> _STUDY MATERIAL_
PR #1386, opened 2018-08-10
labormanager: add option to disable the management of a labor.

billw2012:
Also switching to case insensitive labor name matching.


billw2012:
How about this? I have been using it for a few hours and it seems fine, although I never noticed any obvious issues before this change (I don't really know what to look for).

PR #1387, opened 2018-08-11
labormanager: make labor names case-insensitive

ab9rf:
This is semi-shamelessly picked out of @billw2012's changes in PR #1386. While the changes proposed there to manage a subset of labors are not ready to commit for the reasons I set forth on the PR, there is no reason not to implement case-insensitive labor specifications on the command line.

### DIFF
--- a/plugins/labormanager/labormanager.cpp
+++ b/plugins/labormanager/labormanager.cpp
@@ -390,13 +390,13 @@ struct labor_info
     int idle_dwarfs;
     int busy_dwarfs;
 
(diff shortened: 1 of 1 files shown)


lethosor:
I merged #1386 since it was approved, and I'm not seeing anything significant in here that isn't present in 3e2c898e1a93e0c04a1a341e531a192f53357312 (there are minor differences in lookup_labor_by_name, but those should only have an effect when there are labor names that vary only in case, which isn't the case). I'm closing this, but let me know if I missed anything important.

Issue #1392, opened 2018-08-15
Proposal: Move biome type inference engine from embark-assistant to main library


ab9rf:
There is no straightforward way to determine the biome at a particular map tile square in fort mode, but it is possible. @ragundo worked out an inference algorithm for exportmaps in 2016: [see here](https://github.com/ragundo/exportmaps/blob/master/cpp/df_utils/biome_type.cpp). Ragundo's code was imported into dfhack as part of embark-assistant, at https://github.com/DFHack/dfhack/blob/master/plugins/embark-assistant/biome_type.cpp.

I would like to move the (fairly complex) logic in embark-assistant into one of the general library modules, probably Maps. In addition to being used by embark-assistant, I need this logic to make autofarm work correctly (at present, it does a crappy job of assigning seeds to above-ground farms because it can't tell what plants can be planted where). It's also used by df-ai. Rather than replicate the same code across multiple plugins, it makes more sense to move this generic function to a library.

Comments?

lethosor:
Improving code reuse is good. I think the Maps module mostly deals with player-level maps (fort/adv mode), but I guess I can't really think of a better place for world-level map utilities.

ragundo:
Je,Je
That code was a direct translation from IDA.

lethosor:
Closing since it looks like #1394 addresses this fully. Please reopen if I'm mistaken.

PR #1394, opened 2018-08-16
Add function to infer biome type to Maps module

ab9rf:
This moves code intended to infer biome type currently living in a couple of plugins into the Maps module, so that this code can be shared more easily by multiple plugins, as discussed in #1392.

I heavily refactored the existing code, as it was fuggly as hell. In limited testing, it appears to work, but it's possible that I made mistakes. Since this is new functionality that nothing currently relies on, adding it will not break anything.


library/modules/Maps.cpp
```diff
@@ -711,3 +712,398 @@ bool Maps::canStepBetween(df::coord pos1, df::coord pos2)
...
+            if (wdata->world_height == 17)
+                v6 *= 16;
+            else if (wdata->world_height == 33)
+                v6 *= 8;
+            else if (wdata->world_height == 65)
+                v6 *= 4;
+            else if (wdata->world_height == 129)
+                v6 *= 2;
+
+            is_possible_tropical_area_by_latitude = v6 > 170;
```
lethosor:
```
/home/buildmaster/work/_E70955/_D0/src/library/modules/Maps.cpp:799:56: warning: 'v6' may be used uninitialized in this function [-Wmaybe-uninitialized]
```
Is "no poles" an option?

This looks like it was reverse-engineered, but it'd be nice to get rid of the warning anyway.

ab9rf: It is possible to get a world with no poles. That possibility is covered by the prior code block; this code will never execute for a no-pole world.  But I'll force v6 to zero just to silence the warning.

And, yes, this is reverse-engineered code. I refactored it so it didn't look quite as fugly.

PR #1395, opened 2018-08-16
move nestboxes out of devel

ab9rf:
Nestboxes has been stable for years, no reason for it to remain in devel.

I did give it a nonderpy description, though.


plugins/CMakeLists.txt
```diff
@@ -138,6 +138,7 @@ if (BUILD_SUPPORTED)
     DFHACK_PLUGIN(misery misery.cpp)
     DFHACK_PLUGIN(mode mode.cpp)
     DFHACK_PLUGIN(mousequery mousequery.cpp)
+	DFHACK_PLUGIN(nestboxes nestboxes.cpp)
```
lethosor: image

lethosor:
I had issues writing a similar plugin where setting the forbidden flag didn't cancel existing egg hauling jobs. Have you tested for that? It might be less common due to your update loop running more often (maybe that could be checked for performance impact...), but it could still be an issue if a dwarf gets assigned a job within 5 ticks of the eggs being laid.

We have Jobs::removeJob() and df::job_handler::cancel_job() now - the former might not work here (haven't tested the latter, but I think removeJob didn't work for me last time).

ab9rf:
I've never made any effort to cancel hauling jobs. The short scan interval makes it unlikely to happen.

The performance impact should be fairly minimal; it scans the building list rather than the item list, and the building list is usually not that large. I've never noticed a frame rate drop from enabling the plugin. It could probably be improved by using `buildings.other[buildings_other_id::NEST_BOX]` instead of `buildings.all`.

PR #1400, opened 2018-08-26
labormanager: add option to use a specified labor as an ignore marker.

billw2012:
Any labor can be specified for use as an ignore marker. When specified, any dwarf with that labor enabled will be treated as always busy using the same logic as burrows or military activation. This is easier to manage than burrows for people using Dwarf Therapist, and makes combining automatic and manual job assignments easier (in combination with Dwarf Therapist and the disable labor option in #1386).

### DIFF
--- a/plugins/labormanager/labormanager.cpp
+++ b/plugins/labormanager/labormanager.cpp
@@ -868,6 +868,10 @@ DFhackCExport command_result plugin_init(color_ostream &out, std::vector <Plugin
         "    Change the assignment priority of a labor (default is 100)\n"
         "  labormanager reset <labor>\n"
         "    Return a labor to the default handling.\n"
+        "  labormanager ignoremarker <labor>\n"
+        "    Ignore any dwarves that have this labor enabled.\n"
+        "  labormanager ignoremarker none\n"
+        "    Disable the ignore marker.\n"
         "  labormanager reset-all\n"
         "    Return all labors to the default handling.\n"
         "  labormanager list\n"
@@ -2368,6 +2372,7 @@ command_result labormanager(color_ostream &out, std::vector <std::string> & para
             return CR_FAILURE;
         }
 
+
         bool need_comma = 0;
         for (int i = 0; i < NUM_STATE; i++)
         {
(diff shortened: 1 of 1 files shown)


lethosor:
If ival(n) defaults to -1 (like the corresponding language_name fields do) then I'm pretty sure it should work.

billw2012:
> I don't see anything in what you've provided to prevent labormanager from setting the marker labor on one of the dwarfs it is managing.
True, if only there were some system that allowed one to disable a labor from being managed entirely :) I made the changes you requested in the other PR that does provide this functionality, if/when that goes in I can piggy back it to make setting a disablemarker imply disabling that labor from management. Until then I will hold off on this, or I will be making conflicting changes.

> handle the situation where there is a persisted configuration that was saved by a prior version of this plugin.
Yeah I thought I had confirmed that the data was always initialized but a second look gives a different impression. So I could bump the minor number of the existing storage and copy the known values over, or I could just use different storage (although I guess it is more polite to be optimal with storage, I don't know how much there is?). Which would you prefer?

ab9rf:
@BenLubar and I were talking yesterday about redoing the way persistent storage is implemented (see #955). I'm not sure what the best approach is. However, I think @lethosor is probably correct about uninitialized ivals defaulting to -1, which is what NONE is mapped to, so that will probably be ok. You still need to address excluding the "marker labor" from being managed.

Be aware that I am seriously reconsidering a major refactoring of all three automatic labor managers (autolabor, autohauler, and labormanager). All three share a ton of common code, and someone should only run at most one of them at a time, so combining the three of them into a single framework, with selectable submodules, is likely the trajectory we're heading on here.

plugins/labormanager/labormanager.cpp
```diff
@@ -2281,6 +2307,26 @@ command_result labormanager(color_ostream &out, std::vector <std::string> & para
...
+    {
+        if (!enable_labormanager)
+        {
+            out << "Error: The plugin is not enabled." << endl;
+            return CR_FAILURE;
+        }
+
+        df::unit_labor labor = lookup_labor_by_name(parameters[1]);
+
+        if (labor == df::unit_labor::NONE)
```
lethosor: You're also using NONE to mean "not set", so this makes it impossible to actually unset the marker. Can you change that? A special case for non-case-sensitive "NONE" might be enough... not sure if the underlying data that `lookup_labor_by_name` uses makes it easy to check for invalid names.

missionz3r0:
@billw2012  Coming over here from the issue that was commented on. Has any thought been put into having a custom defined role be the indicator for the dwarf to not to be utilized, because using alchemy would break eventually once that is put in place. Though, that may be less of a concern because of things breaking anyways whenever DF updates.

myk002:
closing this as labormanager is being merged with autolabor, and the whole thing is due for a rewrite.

> _WHAT NEEDS TO BE DONE_
Reproduce verbatim the range of lines that opens the records and closes with the line containing "PR #1387, opened 2018-08-11". Omit everything after it.

> _OUTPUT OF THE TASK_
PR #1386, opened 2018-08-10
labormanager: add option to disable the management of a labor.

billw2012:
Also switching to case insensitive labor name matching.


billw2012:
How about this? I have been using it for a few hours and it seems fine, although I never noticed any obvious issues before this change (I don't really know what to look for).

PR #1387, opened 2018-08-11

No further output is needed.